Analysis of DNA repair activity for ynk1, the yeast homologue of the metastasis suppressor NM23

4320 NM23-H1 was first identified by virtue of its reduced expression in highly metastatic melanoma and breast carcinoma cells, and the ability of forced NM23-H1 expression to inhibit metastatic potential without significant impact on the transformed phenotype. NM23-H1 exhibits nucleoside diphosphate kinase (NDPK) activity, catalyzing the transfer of γ-phosphate between nucleoside triphosphate and nucleoside diphosphate via a “ping-pong” mechanism. In addition to NDPK activity, NM23-H1 also exhibits both protein histidine kinase and 3’-5’exonuclease activities. Generally, enzymes that contain 3’-5’ exonuclease activity are involved directly in DNA repair processes and the maintenance of genomic stability. We hypothesized that loss of the 3’-5’ exonuclease activity of NM23-H1 during tumor progression impairs genomic integrity, thereby enhancing metastatic potential.
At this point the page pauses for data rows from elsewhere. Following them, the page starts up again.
PR #699, opened 2021-01-29
Prevent calling UI-thread-unsafe methods on UI thread (complement of GuiEffectChecker)

PawelLipski:
GuiEffectChecker ensures that:
1. UI-touching (aka `@UIEffect`) methods are **only ever** called on UI thread
2. UI-touching methods are never called from non-UI-touching (aka `@SafeEffect`) methods

This PR kinda-ensures that:
1. UI-unsafe methods (mostly the heavyweight ones, due to disk/network access) are **never** called on UI thread
2. UI-unsafe methods are never called from non-UI-unsafe methods

Note that non-UI-unsafe does NOT imply UI-touching,
and non-UI-touching does NOT imply UI-unsafe.
In fact, most methods are both non-UI-touching and non-UI-unsafe.

There are, however, obviously no methods that would be both UI-touching AND UI-unsafe.

### DIFF
--- a/frontendActions/src/main/java/com/virtuslab/gitmachete/frontend/actions/base/BaseSlideOutBranchAction.java
+++ b/frontendActions/src/main/java/com/virtuslab/gitmachete/frontend/actions/base/BaseSlideOutBranchAction.java
@@ -13,7 +13,6 @@ import com.intellij.openapi.application.ModalityState;
 import com.intellij.openapi.progress.ProgressIndicator;
 import com.intellij.openapi.progress.Task;
 import com.intellij.openapi.project.Project;
-import com.intellij.openapi.util.ThrowableComputable;
 import com.intellij.openapi.vcs.VcsException;
 import com.intellij.openapi.vcs.VcsNotifier;
 import com.intellij.openapi.vfs.VirtualFile;
@@ -24,14 +23,13 @@ import git4idea.repo.GitRepository;
 import io.vavr.control.Option;
 import lombok.CustomLog;
 import org.checkerframework.checker.guieffect.qual.UIEffect;
-import org.checkerframework.checker.nullness.qual.Nullable;
 
 import com.virtuslab.branchlayout.api.BranchLayoutException;
 import com.virtuslab.gitmachete.backend.api.IManagedBranchSnapshot;
 import com.virtuslab.gitmachete.frontend.actions.dialogs.DeleteBranchOnSlideOutSuggestionDialog;
 import com.virtuslab.gitmachete.frontend.actions.expectedkeys.IExpectsKeyGitMacheteRepository;
 import com.virtuslab.logger.IEnhancedLambdaLogger;
-import com.virtuslab.qual.guieffect.NotUIThreadSafe;
+import com.virtuslab.qual.guieffect.UIThreadUnsafe;
 
 @CustomLog
 public abstract class BaseSlideOutBranchAction extends BaseGitMacheteRepositoryReadyAction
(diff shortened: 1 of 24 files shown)


frontendActions/src/main/java/com/virtuslab/gitmachete/frontend/actions/base/BaseSlideOutBranchAction.java
```diff
@@ -140,9 +139,15 @@ private void suggestBranchDeletion(AnActionEvent anActionEvent, String branchNam
 
     new Task.Backgroundable(project, "Deleting branch if required...") {
       @Override
+      @UIThreadUnsafe
       public void run(ProgressIndicator indicator) {
         if (slideOutOptions != null) {
           handleBranchDeletionDecision(project, branchName, gitRepository, anActionEvent, slideOutOptions.shouldDelete());
+
+          if (slideOutOptions.shouldRemember()) {
```
PawelLipski, line 147: @mkondratek since you're the original author... if you could eyeball this area if there won't be any unintended consequences of this change (race conditions?)

frontendActions/src/main/java/com/virtuslab/gitmachete/frontend/actions/base/BaseSlideOutBranchAction.java
```diff
@@ -210,12 +211,10 @@ private void handleBranchDeletionDecision(Project project, String branchName, Gi
     getGraphTable(anActionEvent).queueRepositoryUpdateAndModelRefresh();
   }
 
-  @NotUIThreadSafe
+  @UIThreadUnsafe
   private Option<Boolean> getDeleteLocalBranchOnSlideOutGitConfigValue(Project project, VirtualFile root) {
     try {
-      ThrowableComputable<@Nullable String, VcsException> computable = () -> GitConfigUtil.getValue(project, root,
```
PawelLipski, line 216: This was redundant, looked like some leftover from past implementation (?)

qual/src/main/java/com/virtuslab/qual/guieffect/UIThreadUnsafe.java
```diff
@@ -6,6 +6,8 @@
...
 
 // TODO (typetools/checker-framework#3252): replace with proper @Heavyweight
-@Retention(RetentionPolicy.CLASS)
-@Target({ElementType.METHOD})
-public @interface NotUIThreadSafe {}
+
+// Must have runtime retention to be visible to ArchUnit tests.
+@Retention(RetentionPolicy.RUNTIME)
+@Target({ElementType.METHOD, ElementType.CONSTRUCTOR})
+public @interface UIThreadUnsafe {}
```
PawelLipski, line 13: I don't like this name TBH, mostly due to the negation in _unsafe_ which makes things confusing... any ideas how to rename? 🤔

frontendActions/src/main/java/com/virtuslab/gitmachete/frontend/actions/base/BaseSlideOutBranchAction.java
mkondratek: lgtm

mkondratek: Keeping this piece of code where it was would cause a test failure, right?

mkondratek (approved):
fine

frontendActions/src/main/java/com/virtuslab/gitmachete/frontend/actions/base/BaseSlideOutBranchAction.java
PawelLipski: Yes, exactly: ArchUnit would complain about calling `@UIThreadUnsafe` method from `@UIEffect` (or actually, just from non-`@UIThreadUnsafe`) method

PR #701, opened 2021-02-15
Resolves #289 - Added support for git config core.hooksPath property

### LINKED ISSUE #289: Derive git hooks directory location according to the spec
`git config core.hooksPath` also needs to be taken into account, see `git help hooks`. Currently we're just always looking into `$GITDIR/hooks` for `machete-status-branch` and `machete-pre-rebase`.

DcortezMeleth:


backendImpl/src/main/java/com/virtuslab/gitmachete/backend/impl/hooks/PreRebaseHookExecutor.java
```diff
@@ -20,10 +23,12 @@
   private final File mainDirectory;
   private final File hookFile;
 
-  public PreRebaseHookExecutor(Path mainDirectoryPath, Path gitDirectoryPath) {
+  public PreRebaseHookExecutor(IGitCoreRepository gitCoreRepository, Path mainDirectoryPath, Path gitDirectoryPath) {
+    val hooksDir = gitCoreRepository.deriveConfigValue("core", "hooksPath");
+    val hooksDirPath = hooksDir.map(Paths::get).getOrElse(gitDirectoryPath.resolve("hooks"));
```
PawelLipski, line 28: One thing to consider &mdash; in case of built-in git hooks (like `pre-commit`), what happens if `core.hooksPath` is set, but:
1. given `hooksPath` doesn't exist/is not a directory
2. given `hooksPath` exists but the given hook doesn't exist/isn't executable?

Is the git's behavior to just ignore the hook's execution and NOT do any fallback to `.git/hooks`?

PawelLipski: (which btw reminded me of one thing... https://github.com/VirtusLab/git-machete-intellij-plugin/pull/702)

DcortezMeleth: I can check how Intellij handles those cases. I assume we would like to take the same approach?

PawelLipski: Actually, IntelliJ calls command-line `git` underneath via git4idea, so you can as well check `git` CLI. Yeah, let's be consistent &mdash; I guess the answer is **no fallback** but let's verify

DcortezMeleth: Imho quite interesting how Intellij handle those. In case on missing folder you won't even know that such issue exist. Intellij will work just fine and just skip hook call. No warning by notification, in Event Log and in Git console are present.
In case of hook which is not executable it somewhat better but still you need to search for warning as it's only displayed in Git console. Below there is an example of how Git console looks like after both tests were performed.
image

DcortezMeleth: Now we should ask ourself if we want to be consistent with Intellij or verbose about encountered errors?
Do you have an idea how git cli handle those cases or should I test them too?

PawelLipski: I'd say the most important part was to make sure that the fallback to .git/hooks doesn't occur, error messages (or lack thereof) are secondary

PawelLipski: Let's then stick to the current impl... no further action required 👍🏻

PawelLipski (approved):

In an effort to quantify the contribution of NM23-H1 to DNA repair, we have initiated experiments in the yeast Saccharomyces cerevisiae. Yeast provide excellent eukaryotic models for DNA repair research, since knockout strains are available for essentially all genes and DNA repair mechanisms are relatively well-characterized. In this project, we measured the extent to which expression of ynk1(the yeast homologue of the human metastasis suppressor NM23-H1) is required for genomic integrity. Mutation rates were measured in a haploid ynk1 knockout (ynk1Δ) strain using the standard CAN1 forward mutation assay. The ynk1 deletion had no effect on spontaneous mutation rate, but did result in increased mutations (2.2-fold) upon treatment with the DNA methylating agent, methyl methanesulfonate. Moreover, UV radiation induced a more marked (7-fold) deficit of DNA repair in the ynk1Δ strain as compared with the wild-type counterpart. Current efforts are being devoted to analyzing DNA repair activity in ynk1Δ strains that harbor second knockouts in a variety of known DNA repair genes (e.g. Ddc1, Rad17, Mec3, Msh2 and Fen1). Such double-knockout strains may magnify the ynk1-dependent mutator phenotype, as well as facilitate identification of the relevant biochemical activity(s) of the NM23-H1 molecule by complementation with wild-type and enzymatically-defective mutant forms of the protein.